Comment 19 Jian Li 2012-06-14 15:59:16 PDT
Created attachment 147669 [details]
Patch
Comment 20 WebKit Review Bot 2012-06-14 16:00:58 PDT
Attachment 147669 [details] did not pass style-queue:

Failed to run "['Tools/Scripts/check-webkit-style', '--diff-files', u'LayoutTests/ChangeLog', u'LayoutTests/fast..." exit_code: 1
Source/WebCore/page/SecurityOrigin.cpp:99:  Use 0 instead of NULL.  [readability/null] [5]
Source/WebCore/fileapi/ThreadableBlobRegistry.cpp:106:  Use 0 or null instead of NULL (even in *comments*).  [readability/null] [4]
Source/WebCore/fileapi/ThreadableBlobRegistry.cpp:112:  One line control clauses should not use braces.  [whitespace/braces] [4]
Total errors found: 3 in 13 files


If any of these errors are false positives, please file a bug against check-webkit-style.
Comment 21 Jian Li 2012-06-14 16:06:07 PDT
Created attachment 147671 [details]
Fix styles
Comment 22 Adam Barth 2012-06-14 16:08:21 PDT
Comment on attachment 147669 [details]
Patch

View in context: https://bugs.webkit.org/attachment.cgi?id=147669&action=review

> LayoutTests/fast/files/file-reader-file-url.html:13
> +<iframe src="resources/file-reader-file-url-iframe.html"></iframe>

Can you add a test in an iframe with the sandbox attribute?  See the tests in http://trac.webkit.org/browser/trunk/LayoutTests/http/tests/security/ with *sandbox* for examples.

>> Source/WebCore/fileapi/ThreadableBlobRegistry.cpp:106
>> +    // If the blob URL contains NULL origin, as in the context with unique security origin or file URL, save the mapping between url and origin so that the origin can be retrived when doing security origin check.
> 
> Use 0 or null instead of NULL (even in *comments*).  [readability/null] [4]

NULL -> "null" should make the style checker happy.

>> Source/WebCore/fileapi/ThreadableBlobRegistry.cpp:112
>> +    } else {
> 
> One line control clauses should not use braces.  [whitespace/braces] [4]

The style checker is right here.

> Source/WebCore/fileapi/ThreadableBlobRegistry.h:51
> +    static PassRefPtr<SecurityOrigin> getCachedOrigin(const KURL&);

getCachedOrigin -> cachedOrigin

We usually skip the "get" prefix because get is such a weak verb.

>> Source/WebCore/page/SecurityOrigin.cpp:99
>> +    return NULL;
> 
> Use 0 instead of NULL.  [readability/null] [5]

The style checker is right here.
Comment 23 Adam Barth 2012-06-14 16:09:37 PDT
Comment on attachment 147671 [details]
Fix styles

My only real substantial comment is to add a test for the sandboxed case.  If you're feeling up to it, you might also want to add a test for postMessaging a Blob into a sandboxed origin.  I suspect that will work fine too after this patch.
Comment 24 Adam Barth 2012-06-14 16:09:55 PDT
Thanks for fixing this bug!
Comment 25 Build Bot 2012-06-14 16:36:58 PDT
Comment on attachment 147671 [details]
Fix styles

Attachment 147671 [details] did not pass win-ews (win):
Output: http://queues.webkit.org/results/12954535
Comment 26 Jian Li 2012-06-14 17:59:27 PDT
Committed as http://trac.webkit.org/changeset/120384.
Comment 27 WebKit Review Bot 2012-06-14 19:24:43 PDT
Re-opened since this is blocked by 89156
Comment 28 Hajime Morrita 2012-06-15 01:02:08 PDT
Created attachment 147768 [details]
Patch for landing
Comment 29 Hajime Morrita 2012-06-15 01:03:09 PDT
My rollout was wrong.

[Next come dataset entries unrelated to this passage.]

PR #2408, opened 2025-01-31
CNV-55107: loading on vm change

upalatucci:
## 📝 Description

On VM change, we wait only for the VM to be fetched. We should also wait for the instancetype spec expansion request
Changing VMs without waiting will make the screen flickering between the previous instance and the other 
## 🎥 Demo

**Before**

Let me land it again.
Comment 30 WebKit Review Bot 2012-06-15 02:57:31 PDT
Comment on attachment 147768 [details]
Patch for landing

Clearing flags on attachment: 147768

Committed r120433: <http://trac.webkit.org/changeset/120433>
Comment 31 WebKit Review Bot 2012-06-15 02:57:37 PDT
All reviewed patches have been landed.  Closing bug.